(Collected data)
****************
PR #7907, opened 2026-06-26
fix(rocjitsu): use absolute-PC keys in race disassembly cache

### LINKED ISSUE #7949: rocjitsu: make disassembly cache robust to non-monotonic PCs
## Problem

rocjitsu caches instruction disassembly so reports can include assembly text around interesting PCs.

The current race detector disassembly cache is shared per dispatch:

https://github.com/ROCm/rocm-systems/blob/56c64d67f4f569049fe0e0f997f854264cac133b/emulation/rocjitsu/lib/rocjitsu/src/rocjitsu/vm/plugins/race_detector/plugin.h#L56-L63

It currently indexes entries with `(pc - base) / 4`, where `base` is the first PC recorded for that dispatch:

https://github.com/ROCm/rocm-systems/blob/56c64d67f4f569049fe0e0f997f854264cac133b/emulation/rocjitsu/lib/rocjitsu/src/rocjitsu/vm/plugins/race_detector/plugin.h#L65-L81

This assumes later PCs are near the first recorded PC and not below it. That assumption is not always valid.

## Desired Outcome

Make the cache robust to PCs that arrive in non-monotonic order or are far from the first PC recorded for a dispatch.

Add a focused regression test for non-monotonic PCs.

newling:
Fixes #7949

## Motivation

`RaceDetectorPlugin::DisasmCache` assumed instruction PCs for a dispatch formed one compact range starting at the first PC observed. Some dispatches can execute code at lower or far-away PCs after the first recorded instruction. In that case, indexing by `(pc - base) / 4` can underflow or request an enormous vector resize.

## Changes

- Store disassembly by absolute PC in an `unordered_map`.
- Remove the compact-range vector indexing assumption from `DisasmCache`.
- Keep trace formatting behavior unchanged.

## Notes

The original vector representation was chosen for speed on compact PC ranges. This change prioritizes correctness for non-monotonic and far-apart PCs. We may want to revisit the performance tradeoff if disassembly caching shows up in profiles.

## Tests

- Add `DisasmCacheTest.HandlesNonMonotonicPcOrder`.

## Testing

- `pre-commit` on touched files
- Focused `ctest` including `DisasmCacheTest` and race detector tests


amd-eochoalo (approved):

emulation/rocjitsu/lib/rocjitsu/src/rocjitsu/vm/plugins/race_detector/plugin.h
```diff
@@ -62,40 +61,25 @@ std::string formatTrace(const RingBuffer<uint64_t, 256> &trace,
...
+/// compact, monotonic text range; helper/trampoline code can be far away from
+/// the first PC observed for the dispatch.
 struct DisasmCache {
-  void record(uint64_t pc, const Instruction &inst) {
-    size_t idx = pc_to_idx(pc);
-    if (idx < size_.load(std::memory_order_acquire) && !entries_[idx].empty())
-      return;
+  void record(uint64_t pc, const Instruction &inst) { record(pc, inst.disassemble()); }
+
+  void record(uint64_t pc, std::string disasm) {
```
kuhar, line 70: nit: pass `const std::string &` / `std::string_view` to avoid copies?

kuhar (approved):

emulation/rocjitsu/lib/rocjitsu/src/rocjitsu/vm/plugins/race_detector/plugin.h
newling: My understanding here is that the string is not copied inside the function, it is moved to its final location in the map. If I replaced this with a string_view or a const-ref, we'd need to create a new string. Ideally the map could store a string_view where the underlying memory allocation is still in the .co (or somewhere), but I'm not sure that's safe and don't want to optimize for that until we know it'll help. 

So I'm going to leave this as is...

newling: FWIW I don't know why my ai agent uses std::string function arguments as liberally as it does, 'before ai' const-ref was my default choice. But I do think that in this case const-ref wouldn't be more efficient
****************
• Goal of the exercise
I need each of the entries above printed again exactly.

• The completed task
PR #7907, opened 2026-06-26
fix(rocjitsu): use absolute-PC keys in race disassembly cache

### LINKED ISSUE #7949: rocjitsu: make disassembly cache robust to non-monotonic PCs
## Problem

rocjitsu caches instruction disassembly so reports can include assembly text around interesting PCs.

The current race detector disassembly cache is shared per dispatch:

https://github.com/ROCm/rocm-systems/blob/56c64d67f4f569049fe0e0f997f854264cac133b/emulation/rocjitsu/lib/rocjitsu/src/rocjitsu/vm/plugins/race_detector/plugin.h#L56-L63

It currently indexes entries with `(pc - base) / 4`, where `base` is the first PC recorded for that dispatch:

https://github.com/ROCm/rocm-systems/blob/56c64d67f4f569049fe0e0f997f854264cac133b/emulation/rocjitsu/lib/rocjitsu/src/rocjitsu/vm/plugins/race_detector/plugin.h#L65-L81

This assumes later PCs are near the first recorded PC and not below it. That assumption is not always valid.

## Desired Outcome

Make the cache robust to PCs that arrive in non-monotonic order or are far from the first PC recorded for a dispatch.

Add a focused regression test for non-monotonic PCs.

newling:
Fixes #7949

## Motivation

`RaceDetectorPlugin::DisasmCache` assumed instruction PCs for a dispatch formed one compact range starting at the first PC observed. Some dispatches can execute code at lower or far-away PCs after the first recorded instruction. In that case, indexing by `(pc - base) / 4` can underflow or request an enormous vector resize.

## Changes

- Store disassembly by absolute PC in an `unordered_map`.
- Remove the compact-range vector indexing assumption from `DisasmCache`.
- Keep trace formatting behavior unchanged.

## Notes

The original vector representation was chosen for speed on compact PC ranges. This change prioritizes correctness for non-monotonic and far-apart PCs. We may want to revisit the performance tradeoff if disassembly caching shows up in profiles.

## Tests

- Add `DisasmCacheTest.HandlesNonMonotonicPcOrder`.

## Testing

- `pre-commit` on touched files
- Focused `ctest` including `DisasmCacheTest` and race detector tests


amd-eochoalo (approved):

emulation/rocjitsu/lib/rocjitsu/src/rocjitsu/vm/plugins/race_detector/plugin.h
```diff
@@ -62,40 +61,25 @@ std::string formatTrace(const RingBuffer<uint64_t, 256> &trace,
...
+/// compact, monotonic text range; helper/trampoline code can be far away from
+/// the first PC observed for the dispatch.
 struct DisasmCache {
-  void record(uint64_t pc, const Instruction &inst) {
-    size_t idx = pc_to_idx(pc);
-    if (idx < size_.load(std::memory_order_acquire) && !entries_[idx].empty())
-      return;
+  void record(uint64_t pc, const Instruction &inst) { record(pc, inst.disassemble()); }
+
+  void record(uint64_t pc, std::string disasm) {
```
kuhar, line 70: nit: pass `const std::string &` / `std::string_view` to avoid copies?

kuhar (approved):

emulation/rocjitsu/lib/rocjitsu/src/rocjitsu/vm/plugins/race_detector/plugin.h
newling: My understanding here is that the string is not copied inside the function, it is moved to its final location in the map. If I replaced this with a string_view or a const-ref, we'd need to create a new string. Ideally the map could store a string_view where the underlying memory allocation is still in the .co (or somewhere), but I'm not sure that's safe and don't want to optimize for that until we know it'll help. 

So I'm going to leave this as is...

newling: FWIW I don't know why my ai agent uses std::string function arguments as liberally as it does, 'before ai' const-ref was my default choice. But I do think that in this case const-ref wouldn't be more efficient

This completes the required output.